▸ **AIM OF THE EXERCISE**: Note how many lines in the entries contain the string "defaults", then give that number and nothing else.

======== DATA PROVIDED

Issue #8072, opened 2016-02-03
[Drilldown] Accessibility/Keyboard controls issues


anthonysimone:
Keyboard control in the drilldown menu component seems to have some issues. This is using the drilldown component in a new project with the basic example markup provided in the documentation.  Focus doesn't move off of the first item. This appears to be because once you are focused inside the component, the keyboard actions are being handled by the component, and they seem to be applying focus to the `<li>` instead of the `<a>`.

Adjusting this in each of the key handlers seems to fix the focus issue. For example, adjust the down method to
`down: function() {
          $nextElement.children('a').focus();
},` 
and adjusting the others accordingly seems to take care of the focus issue. However, there still seems to be some issues with navigating through menu items that have children and the js added back button, along with moving the focus back up a layer.

I'll be looking into this a bit more when I have some time, I like the component, but need a completely accessible menu for the project I'm currently working, so hopefully I can get this sorted.

rafibomb:
It sounds like that is the issue. Were you able to tinker with it more? Any suggestions?

kball:
Fixed in https://github.com/zurb/foundation-sites/commit/ab0f267608e95a9a9ee9d1bbc85746577b756493

PR #8477, opened 2016-03-28
Fix keyboard access for drilldown

Owlbertz:
Adresses #8072.
Mainly I changed the focused elements to be the `a` tags rather than the `li` tags.
I also added anchors to the menu links in the docs, so it is possible to actually click/space/enter the links to open a new page (or at least change their window's location).
The fact that the links within the menus had only pure `#`es in their `href` did not cover the real-life menu purposes and made proper testing a bit hard.


kball:
Looks good.  Merging

PR #8478, opened 2016-03-29
[Orbit] Bugfix: Remove image-loaded checking with this.naturalWidth

milose:
When serving properly cached images, this method of checking weather an image has been loaded breaks the height calculation resulting in "thin" orbit boxes.
<br />
<br />Reloading the page and ignoring cached content (Cmd + Shift + R) everything loads as it should be, however, on subsequent normal refreshes (Cmd + R) orbit galleries "shrink".
<br />
<br />See image for details.
<br />
<br />#### Preview:
<br />break2
<br />
<br />#### DOM:
<br />break
<br />

### DIFF
--- a/js/foundation.util.timerAndImageLoader.js
+++ b/js/foundation.util.timerAndImageLoader.js
@@ -62,9 +62,9 @@ function onImagesLoaded(images, callback){
     if (this.complete) {
       singleImageLoaded();
     }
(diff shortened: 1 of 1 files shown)


rafibomb:
I wonder if there is a way to do this more pragmatically?

kball:
This fix will break other scenarios, so going to close this without merging.  We need a better way to fix this bug.

milose:
What other scenarios?

Issue #8460, opened 2016-03-24
[Feature Request] Add javascript function showAll() to Accordion Menu


crbranch:
Accordion Menu currently has a `hideAll()` function, but there is no `showAll()` function.  This would be helpful when implementing Collapse All / Expand All options.

Current workaround:

Initially I tried to implement `showAll()` using the existing `hideAll()` function as inspiration and simply doing the opposite by calling `slideDown()` on all of the submenu items.  This appeared to work at first glance, but after more careful examination I realized that some of the attributes end up in an inconsistent state.  In particular, `aria-hidden=` is not always reset properly after calling `slideDown()`.

I ended up with the following solution that calls `up()` and `down()` instead of `slideUp()` and `slideDown()`.  I'm not 100% sure this is the best approach, but I haven't run into any issues so far:

            var menu = new Foundation.AccordionMenu($('#myMenu'));

            $("#expandAll").click(function () {
                menu.down(menu.$element.find('[data-submenu]'));
            });

            $("#collapseAll").click(function () {
                menu.up(menu.$element.find('[data-submenu]'));
            });

So, there are two takeaways:

1. It would be helpful to include a `showAll()` in the plugin.

2. The current `hideAll()` function calls `slideUp()` instead of `up()`.  Someone may want to confirm that using `slideUp()` in this situation is not causing any issues that haven't been discovered yet since doing the reverse does seem to cause trouble.

kball:
@Owlbertz @crbranch with #8743 merged into 6.3, can we close this issue?

Owlbertz:
From my understanding, yes.

crbranch:
Looks good to me.  Thanks!

PR #8493, opened 2016-03-31
Added showAll.

Owlbertz:
Added showAll using `down()` for all elements.
Rewrote hideAll to use `up()` for all elements.

Like in #8460 purposed by @crbranch the hideAll method should use the `up()` method.
Also `showAll()` could be useful.

### DIFF
--- a/js/foundation.accordionMenu.js
+++ b/js/foundation.accordionMenu.js
@@ -170,7 +170,15 @@ class AccordionMenu {
    * @function
    */
   hideAll() {
-    this.$element.find('[data-submenu]').slideUp(this.options.slideSpeed);
+    this.up(this.$element.find('[data-submenu]'));
+  }
+
+  /**
+   * Opens all panes of the menu.
+   * @function
+   */
+  showAll() {
+    this.down(this.$element.find('[data-submenu]'));
   }
 
   /**


ncoden:
it's a feature purpose, if I undestand correctly ?
It should be better to merge it in `v6.3` than `develop`

kball:
Agree with @ncoden.  Please resubmit against v6.3.  Also please add a unit test for this case in `test/javascript/components/accordionMenu.js`.  You can use the tests in `test/javascript/components/toggler.js` as an example of how these can be structured. See: https://github.com/zurb/foundation-sites/blob/develop/test/javascript/components/toggler.js

Thanks!

Owlbertz:
Well this actually solves an issue with the ARIA attributes when using `hideAll()`, because as mentioned in #8460 the current implementation of `hideAll()` doesn't use `up()` which causes the ARIA attributes to not match the element state.
I can add this PR to v6.3 if you want, though.

kball:
I'm happy to have the hideAll fix for the patch release, but we want to be very careful to only have api changes at minor releases.  I'll leave it up to you if you want to split one to develop and one to v6.3 or just send them all to v6.3

PR #8503, opened 2016-04-01
Add possibility to disable slider after initialization.

### LINKED ISSUE #8497: Problem disabling slider with jquery
I have an issue with the foundation slider described here:
http://foundation.zurb.com/sites/docs/slider.html
When I add the "disabled" class to the slider directly in HTML it gets disabled as expected. No dragging or clickSelecting of the handle is possible.

But when I do this: `$("#my_slider").addClass("disabled");` the slider gets disabled but it's still possible to drag and clickSelect the slider handle.

Anyone?

Jimmy

Owlbertz:
Slider will check for disabled state on every event now rather than only at its initialization.

Fixes #8497.

### DIFF
--- a/js/foundation.slider.js
+++ b/js/foundation.slider.js
@@ -106,7 +106,11 @@ class Slider {
    * @fires Slider#changed
    */
   _setHandlePos($hndl, location, noInvert, cb) {
-  //might need to alter that slightly for bars that will have odd number selections.
+    // don't move if the slider has been disabled since its initialization
+    if (this.options.disabled || this.$element.hasClass(this.options.disabledClass)) {
+      return;
+    }
+    //might need to alter that slightly for bars that will have odd number selections.
     location = parseFloat(location);//on input change events, convert string to number...grumble.
 
     // prevent slider from running out of bounds, if value exceeds the limits set through options, override the value to min/max
--- a/js/foundation.slider.js
+++ b/js/foundation.slider.js
@@ -107,7 +107,7 @@ class Slider {
    */
   _setHandlePos($hndl, location, noInvert, cb) {
     // don't move if the slider has been disabled since its initialization
-    if (this.options.disabled || this.$element.hasClass(this.options.disabledClass)) {
+    if (this.$element.hasClass(this.options.disabledClass)) {
       return;
     }
     //might need to alter that slightly for bars that will have odd number selections.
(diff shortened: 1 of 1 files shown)


ncoden:
Thanks. Should we check the `[disabled=false]` case ?

Owlbertz:
Yeah, you're absolutely right. It only makes sense if you can also enable a disabled slider... Did another commit for this.

ncoden:
I mean : should we consider the slider as enabled when it has a `disabled="false"` or `disabled="enabled"` attribute ?

ncoden:
I don't know if `this.options.disabled` care about this cases, or if it is only checking that a `disabled` attribute has been set, regardless of its value

Owlbertz:
I guess you mean `data-disabled`, since `disabled` is only for `input`s. The options are only initialized once based on this attribute, so for now only checking the class is possible.

js/foundation.slider.js
```diff
@@ -106,7 +106,11 @@ class Slider {
    * @fires Slider#changed
    */
   _setHandlePos($hndl, location, noInvert, cb) {
-  //might need to alter that slightly for bars that will have odd number selections.
+    // don't move if the slider has been disabled since its initialization
+    if (this.$element.hasClass(this.options.disabledClass)) {
```
ncoden:
```js
var disabledAttr = this.$element.data('disabled');
var disabledClass = this.$element.hasClass(this.options.disabledClass);

if ((disabledClass || disabledAttr) && !(disabledAttr && disabledAttr == "false")) {
```

So :
- `disabled` class or attribute (not `false`) -> **Disabled**
- `disabled` option in initialization -> **Disabled**
- `disabled` option in initialization + `disabled` class or attribute (not `false`) -> **Disabled**
- `disabled` option in initialization + `disabled` class + `disabled` attribute equal to `false` -> **Enabled**

kball: I'd prefer there be a single source of truth, and it looks like we're currently using the class as the way to do that.  @ncoden did you see someplace in particular that is setting data-disabled?  I'm not seeing that mechanism being used.

kball:
@Owlbertz this looks good.  Can you set up a unit test for this case in test/javascript/components/slider.js? You can use the tests in test/javascript/components/toggler.js as an example of how these can be structures. See: https://github.com/zurb/foundation-sites/blob/develop/test/javascript/components/toggler.js

Thanks!

js/foundation.slider.js
ncoden: @kball `this.options`*`.enabled`* is initialized with `$element.data`*`.enabled`*

kball:
Gonna move forward with this

Issue #8496, opened 2016-03-31
[Slider] data-start is breaking the slider drag


christianallred:
1. Any slider with a data-start value doesn't appear to build properly
2. Try to drag slider it only moves a small amount in the middle of the slider. 

http://codepen.io/EvilEeyore/pen/GZMgvb

whokilledtheelectricmonk:
You need to load jQuery over HTTPS - it is being blocked in your codepen

briantan888:
created PR #8506  to fix the bug. 2 lines fix but it is failing the Travis CI build.

kball:
Fixed in #8506 and will be in 6.2.1

PR #8506, opened 2016-04-01
Fix slider bug when start is not 0

web2client:
Address issue #8496 

Line 141: pctOfBar should take account of start value
Line 278: value should have start offset.


kball:
Hi @briantan888 this looks good.  Can you set up a unit test for this case in `test/javascript/components/slider.js`?  You can use the tests in `test/javascript/components/toggler.js` as an example of how these can be structures.  See:  https://github.com/zurb/foundation-sites/blob/develop/test/javascript/components/toggler.js

Thanks!

briantan888:
@kball  I have no idea how to test the case asynchronously as bug manifest itself interactively.

PR #8510, opened 2016-04-02
Various improves on flex-grid

ncoden:
**Add flex-grid wrap option**

Add a flex-grid-row wrap option, allowing to create a row which wrap (by default) or not.

**Use "expand" explicit value for default flex-grid-row size**

I often have in my semantic Scss many column definition aligned, and I think its behaviours could be more understandable with an explicit value (like `expand`) for columns which take the remaining place, instead of `null`.
_`expand` would be always the default behaviour_

Something like this, similar to what `foundation-apps` purpose :

``` scss
.my-row {
  .col-a { @include flex-grid-column(1); }
  .col-b { @include flex-grid-column(expand); }
  .col-c { @include flex-grid-column(shrink); }
}
```

Instead of

``` scss
.my-row {
  .col-a { @include flex-grid-column(1); }
  .col-b { @include flex-grid-column; }
  .col-c { @include flex-grid-column(shrink); }
}
```

### DIFF
--- a/scss/grid/_flex-grid.scss
+++ b/scss/grid/_flex-grid.scss
@@ -19,9 +19,11 @@
   $width: $grid-row-width,
   $columns: null,
   $base: true,
-  $gutter: $grid-column-gutter
+  $gutter: $grid-column-gutter,
+  $wrap: true
 ) {
   $margin: auto;
+  $wrap: if($wrap, wrap, nowrap);
 
   @if index($behavior, nest) != null {
     @include grid-row-nest($gutter);
@@ -39,7 +41,7 @@
 
   @if $base {
     display: flex;
-    flex-flow: row wrap;
+    flex-flow: row $wrap;
   }
 
   @if $columns != null {
--- a/scss/grid/_flex-grid.scss
+++ b/scss/grid/_flex-grid.scss
@@ -129,7 +129,9 @@
 
 /// Changes the width flex grid column.
 /// @param {Mixed} $columns [expand] - Width of the column. Refer to the `flex-grid-column()` function to see possible values.
-@mixin flex-grid-size($columns: expand) {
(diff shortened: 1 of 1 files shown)


kball:
@andycochran @brettsmason Can you take a look at this?  Do you think this change of defaults makes sense?

kball:
ping @andycochran @brettsmason thoughts on this change of defaults?

brettsmason:
I've personally never used the flex grid as I need to support ie9 for my projects, so I'm not familiar with it. I'll try and take a look but hopefully @andycochran will have more knowledge on this.

andycochran:
The changes seem logical, but I too have little experience with Flex Grid (also thanks to ie9). @kball, do we have a Yetinaut with flexbox expertise? @JeremyEnglert? 

My one question is the change from `null` to `expand`. Is this just semantics? What happens when it's left `null`—e.g. if I use this mixin: 

```scss
.col-b { @include flex-grid-column; }
```

ncoden:
@andycochran Yes, it is only semantical.

With this PR, we have :
```scss
// .col-a is equal to .col-b
.col-a { @include flex-grid-column(expand); }
.col-b { @include flex-grid-column; }

// but .col-c is not accepted
.col-b { @include flex-grid-column(null); } // because a "null" value is meaningless
```

Should we accept when a `null` value is explicitly passed to the mixin ?

andycochran:
If a `null` value can currently be passed to the mixin, we shouldn't drop support for that. Don't want to break apps.

ncoden:
@andycochran Fixed (and rebased)

kball:
@andycochran can you take a look at this and merge if it seems good to you?

kball:
Having used flexbox and flex grid more now, digging into this it makes perfect sense and I think is good to go.

PR #8515, opened 2016-04-03
Add Option for Collapsing Foundation Tabs

rspraymond:
Collapsing tabs was a feature I needed on a current project. I end up writing custom js to do it. But I feel like collapsing tabs should be an option in any tab library.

================

▸ **EXERCISE OUTPUT**: 2